● WHAT IS BEING ASKED: Could you filter the records below and return each line that holds "entry"?

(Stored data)
PR #539, opened 2026-09-17
[BUG] Prevent newly recorded entries from being ingested before fluent configuration

lcmialichi:
### Description

When the Pulse ingest buffer reaches its limit, the current implementation adds the newly created entry to the buffer and *then* checks for overflow. This causes the newly created entry to be ingested immediately—before the caller has the chance to apply fluent configuration methods like `avg()`, `max()`, or `onlyBuckets()`. 

As a result, the entry is sent to storage missing its aggregation settings, since the fluent methods end up mutating the object in memory *after* it has already been flushed.

### What was changed

1. **Order of Operations:** In `record()`, `set()`, and `lazy()`, I swapped the order so we call `ingestWhenOverBufferSize()` **before** pushing the new item to the arrays. 
2. **Buffer Math:** I updated the capacity checks inside `ingestWhenOverBufferSize()` from `>` to `>=`.
   * *Result:* If the buffer limit is 4, adding the 5th item now successfully flushes the previous 4 items, and then safely places the 5th item into the buffer so it can receive its fluent configurations.

### Testing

● TASK ANSWER:
When the Pulse ingest buffer reaches its limit, the current implementation adds the newly created entry to the buffer and *then* checks for overflow. This causes the newly created entry to be ingested immediately—before the caller has the chance to apply fluent configuration methods like `avg()`, `max()`, or `onlyBuckets()`. 
As a result, the entry is sent to storage missing its aggregation settings, since the fluent methods end up mutating the object in memory *after* it has already been flushed.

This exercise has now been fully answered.